_Exercise directions_: Return every record verbatim.

-- Opening Marker --

PR #591, opened 2025-04-11
Fix eval system prompt

edbeeching:
When we launch the evals, the command includes `bash -c ...`, it seems that this does not play well with special characters. 

This PR encodes the system prompt in base64, then decodes it in the sbatch script, as a workaround to the issue.


lewtun (approved):
LGTM!

PR #592, opened 2025-04-11
E2B Router bug fixes

edbeeching:
- Fixes a bug in the E2B router when the semaphore was released before the sandbox was killed, which led to rate limiting when there were many calls being made to the router.
- Fixes a bug the the `RoutedSandbox` to catch when the case execution is None, typically this is where the sandbox timesout.

### DIFF
--- a/tests/slow/test_code_reward.py
+++ b/tests/slow/test_code_reward.py
@@ -62,7 +62,9 @@ class TestCodeRewards(unittest.TestCase):
             return examples
 
         code_dataset = code_dataset["train"].select(range(NUM_SAMPLES))
-        code_dataset = code_dataset.map(batch_code_reward, batched=True, batch_size=BATCH_SIZE, num_proc=4)
+        code_dataset = code_dataset.map(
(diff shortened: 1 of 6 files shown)


tests/slow/test_code_reward.py
```diff
@@ -62,7 +62,9 @@ def batch_code_reward(examples):
             return examples
 
         code_dataset = code_dataset["train"].select(range(NUM_SAMPLES))
-        code_dataset = code_dataset.map(batch_code_reward, batched=True, batch_size=BATCH_SIZE, num_proc=4)
+        code_dataset = code_dataset.map(
+            batch_code_reward, batched=True, batch_size=BATCH_SIZE, num_proc=4, load_from_cache_file=False
```
lewtun, line 66: Why is disabling the cache needed?

lewtun (approved):
Nice fixes to subtle bugs! LGTM

tests/slow/test_code_reward.py
edbeeching: If you rerun the test locally, it uses the cached output instead of rerunning it.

-- Closing Marker --

_Answer to this problem_:
PR #591, opened 2025-04-11
Fix eval system prompt

edbeeching:
When we launch the evals, the command includes `bash -c ...`, it seems that this does not play well with special characters. 

This PR encodes the system prompt in base64, then decodes it in the sbatch script, as a workaround to the issue.


lewtun (approved):
LGTM!

PR #592, opened 2025-04-11
E2B Router bug fixes

edbeeching:
- Fixes a bug in the E2B router when the semaphore was released before the sandbox was killed, which led to rate limiting when there were many calls being made to the router.
- Fixes a bug the the `RoutedSandbox` to catch when the case execution is None, typically this is where the sandbox timesout.

### DIFF
--- a/tests/slow/test_code_reward.py
+++ b/tests/slow/test_code_reward.py
@@ -62,7 +62,9 @@ class TestCodeRewards(unittest.TestCase):
             return examples
 
         code_dataset = code_dataset["train"].select(range(NUM_SAMPLES))
-        code_dataset = code_dataset.map(batch_code_reward, batched=True, batch_size=BATCH_SIZE, num_proc=4)
+        code_dataset = code_dataset.map(
(diff shortened: 1 of 6 files shown)


tests/slow/test_code_reward.py
```diff
@@ -62,7 +62,9 @@ def batch_code_reward(examples):
             return examples
 
         code_dataset = code_dataset["train"].select(range(NUM_SAMPLES))
-        code_dataset = code_dataset.map(batch_code_reward, batched=True, batch_size=BATCH_SIZE, num_proc=4)
+        code_dataset = code_dataset.map(
+            batch_code_reward, batched=True, batch_size=BATCH_SIZE, num_proc=4, load_from_cache_file=False
```
lewtun, line 66: Why is disabling the cache needed?

lewtun (approved):
Nice fixes to subtle bugs! LGTM

tests/slow/test_code_reward.py
edbeeching: If you rerun the test locally, it uses the cached output instead of rerunning it.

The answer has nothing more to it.